Example agent snippet (using LangChain with PyTorch/XLA):
import torch
import torch_xla.core.xla_model as xm
from langchain.agents import initialize_agent
from langchain.llms import HuggingFacePipeline
from transformers import pipeline
device = xm.xla_device() # TPU device
pipe = pipeline("text-generation", model="meta-llama/Llama-3-8B", device=device)
llm = HuggingFacePipeline(pipeline=pipe)
agent = initialize_agent(tools=[your_tool], llm=llm, agent_type="react")
response = agent.run("Plan a trip to Tokyo using flight APIs.")
Limitations and Best Practices
While fully viable, TPUs aren't a drop-in for every setup:
- Ecosystem Tie-In: Google Cloud-only (no on-prem/multi-cloud like GPUs). Some ops (e.g., certain custom autograd functions) fallback to CPU, causing minor latency spikes—avoid by sticking to XLA-optimized kernels.
- Dynamic Shapes: Agents with highly variable inputs may incur recompilation; use dynamic shape support in PyTorch/XLA 2.5+ to mitigate.
- Cost/Scale: Excels at >10k QPS; for dev/testing, start with free Colab/Kaggle TPUs.
- Migration Tip: If GPU-based, port via Torchax for PyTorch→JAX bridging in vLLM—5x faster than 2025 baselines.

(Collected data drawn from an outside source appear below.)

Issue #3226, opened 2018-08-30
Bundler connection to rubygems.org failed; Ruby & RubyGems connection succeeded


EvanGrillo:
## input
```
ruby -ropen-uri -e 'eval open("https://git.io/vQhWq").read'
```
## output
```
Here's your Ruby and OpenSSL environment:

Ruby:           2.5.1p57 (2018-03-29 revision 63029) [x86_64-darwin16]
RubyGems:       2.7.7
Bundler:        1.16.2
Compiled with:  OpenSSL 1.0.2p  14 Aug 2018
Loaded version: OpenSSL 1.0.2p  14 Aug 2018
SSL_CERT_FILE:  /usr/local/etc/openssl/cert.pem
SSL_CERT_DIR:   /usr/local/etc/openssl/certs

With that out of the way, let's see if you can connect to rubygems.org...

Bundler connection to rubygems.org:       failed  ❌  (execution expired)
RubyGems connection to rubygems.org:      success ✅
Ruby net/http connection to rubygems.org: success ✅

Although your Ruby installation and RubyGems can both connect to rubygems.org, Bundler is having trouble. The most likely way to fix this is to upgrade Bundler by running `gem install bundler`. Run this script again after doing that to make sure everything is all set. If you're still having trouble, check out the troubleshooting guide at http://ruby.to/ssl-check-failed 📦
(eval):136: warning: constant OpenSSL::SSL::SSLContext::METHODS is deprecated
```

deivid-rodriguez:
Anyone who participated in this thread is using ipv6? You can check https://ipv6-test.com/, for example. I'm doing some triaging for issues that could get solved by #2662.

deivid-rodriguez:
Nobody answered here, so I'll assume this is no longer an issue.

Issue #2677, opened 2019-03-08
 Latency or Timeout Reaching to: https://rubygems.global.ssl.fastly.net/test in China Network


Dragoncell:
I'm having a problem 

Impact Time: 05:45-09:00 PDT 03/08/2019
Latency or Timeout Reaching to: https://rubygems.global.ssl.fastly.net/test 

This issue is related to:

  - [ X] Network problems
  - [ ] Installing a library
  - [ ] Publishing a library
  - [ ] The command line `gem`
  - [ ] Other

colby-swandale:
I doubt this is an issue with the RubyGems library, i suggest moving this issue to https://github.com/rubygems/rubygems.org

Issue #1701, opened 2016-08-27
Constant timeouts with rubygems.global.ssl.fastly.net - Gitlab.com CI / DigitalOcean


Nowaker:
I've recently migrated from Codeship to GitLab.com's internal CI and most of the time the build won't pass due to `Errno::ETIMEDOUT` from rubygems.global.ssl.fastly.net. The application I build consists of multiple git submodules, each having their own Gemfile, so there's a lot of deps to download. So many that my chances for a successful build are quite small. There's no particular gem that doesn't download - there's always *some* gem that won't download. Examples from three different builds:

```
Gem::RemoteFetcher::FetchError: Errno::ETIMEDOUT: Connection timed out - connect(2) for "rubygems.global.ssl.fastly.net" port 443 (https://rubygems.org/gems/web-console-2.2.1.gem)
```
```
Gem::RemoteFetcher::FetchError: Errno::ETIMEDOUT: Connection timed out - connect(2) for "rubygems.global.ssl.fastly.net" port 443 (https://rubygems.org/gems/tilt-2.0.1.gem)
```
```
Gem::RemoteFetcher::FetchError: Errno::ETIMEDOUT: Connection timed out - connect(2) for "rubygems.global.ssl.fastly.net" port 443 (https://rubygems.org/gems/rack-protection-1.5.3.gem)
```

Quote from #557 by @drbrain:

> ETIMEDOUT indicates there is a problem with your network connection, probably with your local machine. Please check for a firewall or other configuration change you made.

[GitLab.com CI uses DigitalOcean for builds](https://about.gitlab.com/2016/04/19/gitlab-partners-with-digitalocean-to-make-continuous-integration-faster-safer-and-more-affordable/), as seen in the build log below, so "problem with local network connection" is out of question. Everyone uses DigitalOcean. Docker image used for the build is Docker's official [ruby:2.2.2](https://hub.docker.com/_/ruby/) - here's the [Dockerfile](https://github.com/docker-library/ruby/blob/2d6449f03976ededa14be5cac1e9e070b74e4de4/2.2/Dockerfile).

```
Running on runner-30dcea4b-project-1582107-concurrent-0 via runner-30dcea4b-machine-1472325066-7915ab81-digital-ocean-4gb...
```

Here's some debug info:
```
$ gem env version
2.4.8
```

Anything else you need?

Nowaker:
[...]

Issue #585, opened 2013-07-03
gem 2.0.3 Unable to download data from https://rubygems.org/ - 


sri85:
I am getting the following error while tryin to install watir- web driver

```
ERROR:  Could not find a valid gem 'watir-webdriver' (>= 0), here is why:
          Unable to download data from https://rubygems.org/ - SSL_connect SYSCALL returned=5 errno=0 state=SSLv2/v3 read server hello A (https://rubygems.org/latest_specs.4.8.gz)
```

gem install watir-webdriver --no-ri --no-rdoc

PR #3605, opened 2020-05-07
Add max_retries, replace_resolv, and timeout for slow internet connections

esotericpig:
# Description:

Possible related issues: #2677 #3226 #1701 #585

In short, my internet sucks, which means, I have to call `gem install <some gem>` and `gem update` multiple times until they finally work.

By adding a `max_retries` and `timeout` setting, through my testing, I now only need to call these commands once.

I think this is important for people that live in countries/cities with poor quality of internet (especially developing countries).

When running `gem install <some gem>` or `gem update` with bad/slow internet, you'll constantly get this error:

`Failed to open TCP connection to rubygems.org:443 (getaddrinfo: Name or service not known) (SocketError)`

because the DNS resolver times out, or you'll get general timeout errors (Open/Read/SSL connect timeout errors).

By default, nothing is set/changed for users.

The user must change their `~/.gemrc` file:

```yaml
:max_retries: 3
:replace_resolv: true
:timeout: 300
```

`max_retries` must be an integer.

`timeout` is the number of seconds, which can be `nil`, a float, or an int. It sets the Open, Read, SSL, and Continue timeouts (via [Net::HTTP](https://ruby-doc.org/stdlib-2.7.0/libdoc/net/http/rdoc/Net/HTTP.html)).

`replace_resolv` will do:

```ruby
require 'resolv'
require 'resolv-replace'
```

In my testing, this didn't improve anything for me, but many Stackoverflow answers cite this as a way to improve DNS issues in Ruby with slow internet. I would recommend not setting this, and instead just using this:

```yaml
:max_retries: 3
:timeout: 300
```

Here are the default values:

```yaml
:max_retries: 0
:replace_resolv: false
:timeout: null # nil
```

______________

# Tasks:

- [x] Write tests

### DIFF
--- a/lib/rubygems/config_file.rb
+++ b/lib/rubygems/config_file.rb
@@ -28,6 +28,9 @@ require 'rbconfig'
 # +:sources+:: Sets Gem::sources
 # +:verbose+:: See #verbose
 # +:concurrent_downloads+:: See #concurrent_downloads
+# +:max_retries+:: See #max_retries
+# +:replace_resolv+:: See #replace_resolv
+# +:timeout+:: See #timeout
 #
 # gemrc files may exist in various locations and are read and merged in
 # the following order:
@@ -46,6 +49,9 @@ class Gem::ConfigFile
   DEFAULT_UPDATE_SOURCES = true
   DEFAULT_CONCURRENT_DOWNLOADS = 8
   DEFAULT_CERT_EXPIRATION_LENGTH_DAYS = 365
+  DEFAULT_MAX_RETRIES = 0
+  DEFAULT_REPLACE_RESOLV = false
+  DEFAULT_TIMEOUT = nil
 
   ##
   # For Ruby packagers to set configuration defaults.  Set in
@@ -113,6 +119,34 @@ class Gem::ConfigFile
   attr_accessor :concurrent_downloads
 
   ##
+  # Number of times to retry downloads for slow internet connections.
+  # Must be an integer.
+  #
+  # See Gem::Request
+  # See Gem::RemoteFetcher
+
+  attr_accessor :max_retries
+
+  ##
+  # +true+ to require +'resolv-replace'+ for slow internet connections,
+  # else, +false+ to not.
+  #
+  # See Gem::Request
+  # See Gem::RemoteFetcher
+
+  attr_accessor :replace_resolv
+
+  ##
+  # Open, Read, SSL, and Continue timeouts in seconds for slow internet connections.
+  # +nil+ will use the default values (i.e., not set anything).
+  # Can be an integer, float, or +nil+.
+  #
+  # See Gem::Request
+  # See Gem::RemoteFetcher
+
+  attr_accessor :timeout
+
+  ##
   # True if we want to update the SourceInfoCache every time, false otherwise
 
   attr_accessor :update_sources
@@ -176,6 +210,9 @@ class Gem::ConfigFile
     @update_sources = DEFAULT_UPDATE_SOURCES
     @concurrent_downloads = DEFAULT_CONCURRENT_DOWNLOADS
     @cert_expiration_length_days = DEFAULT_CERT_EXPIRATION_LENGTH_DAYS
+    @max_retries = DEFAULT_MAX_RETRIES
+    @replace_resolv = DEFAULT_REPLACE_RESOLV
+    @timeout = DEFAULT_TIMEOUT
 
     operating_system_config = Marshal.load Marshal.dump(OPERATING_SYSTEM_DEFAULTS)
     platform_config = Marshal.load Marshal.dump(PLATFORM_DEFAULTS)
@@ -204,6 +241,15 @@ class Gem::ConfigFile
     @disable_default_gem_server  = @hash[:disable_default_gem_server]  if @hash.key? :disable_default_gem_server
     @sources                     = @hash[:sources]                     if @hash.key? :sources
     @cert_expiration_length_days = @hash[:cert_expiration_length_days] if @hash.key? :cert_expiration_length_days
+    @timeout                     = @hash[:timeout]                     if @hash.key? :timeout
+
+    if @hash.key? :max_retries
+      @max_retries = @hash[:max_retries].to_i() # Must be an int
+    end
+
+    if @hash.key? :replace_resolv
+      @replace_resolv = @hash[:replace_resolv] ? true : false
+    end
 
     @ssl_verify_mode  = @hash[:ssl_verify_mode]  if @hash.key? :ssl_verify_mode
     @ssl_ca_cert      = @hash[:ssl_ca_cert]      if @hash.key? :ssl_ca_cert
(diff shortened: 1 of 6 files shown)


simi:
@esotericpig looks amazing! I have never heard of `resolv-replace`. I'll take a look what it actually do.

If I understand it well, it doesn't change anything by default and you need to enable it in `.gemrc`. :heavy_check_mark: 

:thinking: Later we can also set default retry to non-zero.

esotericpig:
Hi, thanks. I don't know why the tests fail on windows-bundler. Is that due to my code or something else? The failing tests are cryptic to me.

deivid-rodriguez:
@esotericpig It's [a known random test failure](https://github.com/rubygems/rubygems/issues/3448), don't worry about it :+1:

lib/rubygems/remote_fetcher.rb
```diff
@@ -92,6 +114,10 @@ def initialize(proxy=nil, dns=nil, headers={})
     @cert_files = Gem::Request.get_cert_files
 
     @headers = headers
+
+    @max_retries = max_retries.to_i() # Must be an int
```
bronzdoc, line 118: Not need to use parens at the end of `to_i`

lib/rubygems/config_file.rb
```diff
@@ -204,6 +241,15 @@ def initialize(args)
     @disable_default_gem_server  = @hash[:disable_default_gem_server]  if @hash.key? :disable_default_gem_server
     @sources                     = @hash[:sources]                     if @hash.key? :sources
     @cert_expiration_length_days = @hash[:cert_expiration_length_days] if @hash.key? :cert_expiration_length_days
+    @timeout                     = @hash[:timeout]                     if @hash.key? :timeout
+
+    if @hash.key? :max_retries
+      @max_retries = @hash[:max_retries].to_i() # Must be an int
```
bronzdoc, line 247: No need for parens at the end of `to_i`

lib/rubygems/request.rb
```diff
@@ -27,14 +33,27 @@ def self.proxy_uri(proxy) # :nodoc:
...
+
     @uri = uri
     @request_class = request_class
     @last_modified = last_modified
     @requests = Hash.new 0
     @user_agent = user_agent
 
     @connection_pool = pool
+
+    @max_retries = max_retries.to_i() # Must be an int
```
bronzdoc, line 55: Not need for parens at the end of `to_i`

lib/rubygems/request.rb
```diff
@@ -191,8 +210,24 @@ def self.get_proxy_from_env(scheme = 'http')
   def perform_request(request) # :nodoc:
     connection = connection_for @uri
 
+    if @max_retries > 0
+      connection.max_retries = @max_retries
+
+      verbose "using max retries of #{@max_retries}"
+    end
+
+    if !@timeout.nil?()
```
bronzdoc, line 219: Not need for parens at the end of `nil?`

lib/rubygems/remote_fetcher.rb
esotericpig: Okay, I changed it. I know it's not necessary, just stylistic choice. If possible, this should be added to rubocop I think, if this is rubygem's style convention.

esotericpig:
simi mentioned that I should change the default value to `nil`. Is this necessary?

There are other values in `config_file.rb` that don't default to `nil`, so I thought it was okay.

If it's necessary, I'll change the default value to `nil`.

lib/rubygems/remote_fetcher.rb
bronzdoc: Agree. Thanks for making the changes and sorry for the hassle.

David just added a cop for this https://github.com/rubygems/rubygems/pull/3682

deivid-rodriguez:
This sounds like it could be related to #2662 and might not be needed if we introduce that PR? Can you try that PR and see if your connection behaviour improves?

deivid-rodriguez:
So, I should assume you don't have ipv6?

> Hi thanks. I don't think falling back to IPv4 will fix it, as per the issue, the errors were related to rubygems.org being unreachable, but I never got an error stating it was unreachable. Also, it would eventually download/update after multiple tries on my end.

@sonalkr132 will know best but this sounds very similar to the ipv6 problems people are having.

In any case, I'm not opposed to introducing this (in particular `:timeout` and `:max_retries`, not sure about `:replace_resolve`) I was just curious whether you had ipv6 and whether trying out the linked PR made things better for you.

sonalkr132:
> getaddrinfo: Name or service not known

This doesn't seem like IPv6 issue to me. As the user mentioned, the inability to resolve IP addresses for rubygems.org can occur when they are on a slow network.
IPv6 connection issue is either because of misconfigured IPv6 routes on the user's part or because of misbehaving Fastly PoP servers. `Name or service not known` means the client was not able to resolve rubygems.org IPs.

deivid-rodriguez:
Ah, ok. I thought this case could also be due to IPv6 issues on the client in case there's a IPv6 address configured as the DNS server.

deivid-rodriguez:
If that was the case though, the linked PR wouldn't fix it since it doesn't implement Happy Eyeballs on the DNS resolution itself.

sonalkr132:
Our DNS provider is separate from the CDN provider. I am yet to come across a case where there was a connection issue because the DNS query for the `AAAA` record failed but the `A` record worked.

deivid-rodriguez:
Ok, that's ruled out then! I was just talking from what I found out from reading the RFC, but I definitely lack hands on experience with this issue.

deivid-rodriguez:
> I am yet to come across a case where there was a connection issue because the DNS query for the AAAA record failed but the A record worked.

Technically (if I'm understanding the theory of this right), both DNS queries would fail in the (potential) case I'm talking about here, since both queries would be sent to a IPv6 host. The issue would be using the IPv6 name server without fallback, instead of falling back to a IPv4 name server in case there are issues when resolving over IPv6.

In any case, I totally trust you that this is not an issue in practice, just wanted to clarify what I mean. It would be this section of the RFC: https://tools.ietf.org/html/rfc8305#section-3.1.

sonalkr132:
>  both queries would be sent to a IPv6 host. The issue would be using the IPv6 name server without fallback, instead of falling back to a IPv4 name server in case there are issues when resolving over IPv6.

yes, this is technically possible. 
In my experience, it is very uncommon for anyone to use IPv6 nameserver on their host. An IPv4 nameserver (ex: 8.8.8.8) can respond to both `AAAA` and `A` queries.

deivid-rodriguez:
>  In my experience, it is very uncommon for anyone to use IPv6 nameserver on their host. An IPv4 nameserver (ex: 8.8.8.8) can respond to both AAAA and A queries.

Makes sense, yeah. The little adoption of IPv6 so far seems a bit like a chicken and egg problem to me: people don't support it because it gives trouble, and it gives trouble because people don't support it :laughing:.

esotericpig:
It's been 4 years. Closing my pull request.

simi:
@esotericpig by any chance, have your internet connection situation improved?

esotericpig:
I moved to another place, so it's fine now. However, I do think it'd be good to have these or similar changes to help people who may live in an area with poor internet or far away from the RubyGems servers.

In summary, yes—TPUs via PyTorch/XLA are production-ready for exclusive LLM and agent inference, offering superior efficiency for scale. For prototypes, test on TPU v5e; for prod, scale to pods with vLLM. If your agents need GPU-specific tools (e.g., NVIDIA Dynamo), hybrid is an option, but pure TPU works great for most.